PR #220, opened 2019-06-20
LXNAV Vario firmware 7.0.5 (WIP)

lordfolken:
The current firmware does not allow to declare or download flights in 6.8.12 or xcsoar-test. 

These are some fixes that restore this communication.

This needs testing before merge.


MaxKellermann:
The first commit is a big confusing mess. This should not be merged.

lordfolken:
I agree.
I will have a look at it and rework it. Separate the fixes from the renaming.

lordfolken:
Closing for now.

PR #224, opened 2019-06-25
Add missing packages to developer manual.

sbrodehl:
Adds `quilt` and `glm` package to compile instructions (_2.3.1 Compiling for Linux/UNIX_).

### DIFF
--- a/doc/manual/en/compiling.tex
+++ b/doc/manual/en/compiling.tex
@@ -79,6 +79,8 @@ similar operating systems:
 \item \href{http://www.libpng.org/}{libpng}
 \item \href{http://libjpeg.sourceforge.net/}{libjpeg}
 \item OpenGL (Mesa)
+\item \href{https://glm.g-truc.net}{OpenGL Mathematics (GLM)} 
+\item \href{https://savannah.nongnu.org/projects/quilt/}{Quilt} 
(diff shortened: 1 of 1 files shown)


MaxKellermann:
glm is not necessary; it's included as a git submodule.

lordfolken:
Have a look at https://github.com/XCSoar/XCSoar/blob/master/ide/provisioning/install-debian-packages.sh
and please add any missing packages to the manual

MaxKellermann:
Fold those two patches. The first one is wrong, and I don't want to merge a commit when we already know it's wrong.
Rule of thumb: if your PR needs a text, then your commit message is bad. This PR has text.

==

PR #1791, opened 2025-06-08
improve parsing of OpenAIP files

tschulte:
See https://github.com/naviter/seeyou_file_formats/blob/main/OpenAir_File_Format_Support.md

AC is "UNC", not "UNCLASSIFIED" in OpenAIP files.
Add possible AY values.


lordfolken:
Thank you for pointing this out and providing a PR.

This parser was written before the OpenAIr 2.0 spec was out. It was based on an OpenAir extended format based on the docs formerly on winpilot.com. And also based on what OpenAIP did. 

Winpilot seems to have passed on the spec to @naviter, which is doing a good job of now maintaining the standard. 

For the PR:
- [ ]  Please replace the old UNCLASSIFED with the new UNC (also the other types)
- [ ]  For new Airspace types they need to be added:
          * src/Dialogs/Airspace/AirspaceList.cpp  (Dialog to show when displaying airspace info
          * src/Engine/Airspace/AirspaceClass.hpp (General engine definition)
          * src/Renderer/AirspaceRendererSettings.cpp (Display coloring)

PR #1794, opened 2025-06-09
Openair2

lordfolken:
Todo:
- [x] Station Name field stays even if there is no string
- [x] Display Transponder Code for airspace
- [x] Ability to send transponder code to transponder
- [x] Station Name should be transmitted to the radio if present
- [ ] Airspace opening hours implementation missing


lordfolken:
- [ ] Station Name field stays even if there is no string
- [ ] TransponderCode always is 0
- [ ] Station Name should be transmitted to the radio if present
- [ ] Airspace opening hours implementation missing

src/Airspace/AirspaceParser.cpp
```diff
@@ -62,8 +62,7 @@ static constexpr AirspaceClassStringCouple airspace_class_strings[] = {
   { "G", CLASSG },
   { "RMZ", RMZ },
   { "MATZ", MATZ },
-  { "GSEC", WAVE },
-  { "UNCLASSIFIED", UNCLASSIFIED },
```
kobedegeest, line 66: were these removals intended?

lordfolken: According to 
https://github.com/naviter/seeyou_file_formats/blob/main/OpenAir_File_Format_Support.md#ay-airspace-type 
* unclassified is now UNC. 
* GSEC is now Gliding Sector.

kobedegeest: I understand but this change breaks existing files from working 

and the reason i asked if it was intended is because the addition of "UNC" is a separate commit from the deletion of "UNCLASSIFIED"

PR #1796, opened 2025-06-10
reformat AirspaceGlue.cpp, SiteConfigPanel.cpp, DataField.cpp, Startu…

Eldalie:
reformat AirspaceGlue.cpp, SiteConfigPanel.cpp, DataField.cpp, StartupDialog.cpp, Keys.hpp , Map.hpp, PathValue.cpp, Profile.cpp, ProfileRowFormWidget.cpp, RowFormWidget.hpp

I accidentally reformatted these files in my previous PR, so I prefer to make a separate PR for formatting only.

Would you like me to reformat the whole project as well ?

...

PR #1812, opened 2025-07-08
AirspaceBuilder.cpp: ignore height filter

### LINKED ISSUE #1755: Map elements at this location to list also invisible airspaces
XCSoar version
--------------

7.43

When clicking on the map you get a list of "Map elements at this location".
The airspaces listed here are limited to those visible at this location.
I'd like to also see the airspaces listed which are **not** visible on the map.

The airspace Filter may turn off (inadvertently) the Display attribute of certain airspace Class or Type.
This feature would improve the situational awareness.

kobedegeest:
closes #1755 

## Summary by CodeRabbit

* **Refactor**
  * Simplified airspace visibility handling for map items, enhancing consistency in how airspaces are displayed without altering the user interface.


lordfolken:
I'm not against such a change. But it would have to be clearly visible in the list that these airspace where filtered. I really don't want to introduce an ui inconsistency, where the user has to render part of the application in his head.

* [Work item]: Print again the lines of the entries above that fall between the line holding "PR #220, opened 2019-06-20" and the line holding "Rule of thumb: if", inclusive, exactly as they stand.

* [Response]:
PR #220, opened 2019-06-20
LXNAV Vario firmware 7.0.5 (WIP)

lordfolken:
The current firmware does not allow to declare or download flights in 6.8.12 or xcsoar-test. 

These are some fixes that restore this communication.

This needs testing before merge.


MaxKellermann:
The first commit is a big confusing mess. This should not be merged.

lordfolken:
I agree.
I will have a look at it and rework it. Separate the fixes from the renaming.

lordfolken:
Closing for now.

PR #224, opened 2019-06-25
Add missing packages to developer manual.

sbrodehl:
Adds `quilt` and `glm` package to compile instructions (_2.3.1 Compiling for Linux/UNIX_).

### DIFF
--- a/doc/manual/en/compiling.tex
+++ b/doc/manual/en/compiling.tex
@@ -79,6 +79,8 @@ similar operating systems:
 \item \href{http://www.libpng.org/}{libpng}
 \item \href{http://libjpeg.sourceforge.net/}{libjpeg}
 \item OpenGL (Mesa)
+\item \href{https://glm.g-truc.net}{OpenGL Mathematics (GLM)} 
+\item \href{https://savannah.nongnu.org/projects/quilt/}{Quilt} 
(diff shortened: 1 of 1 files shown)


MaxKellermann:
glm is not necessary; it's included as a git submodule.

lordfolken:
Have a look at https://github.com/XCSoar/XCSoar/blob/master/ide/provisioning/install-debian-packages.sh
and please add any missing packages to the manual

MaxKellermann:
Fold those two patches. The first one is wrong, and I don't want to merge a commit when we already know it's wrong.
Rule of thumb: if your PR needs a text, then your commit message is bad. This PR has text.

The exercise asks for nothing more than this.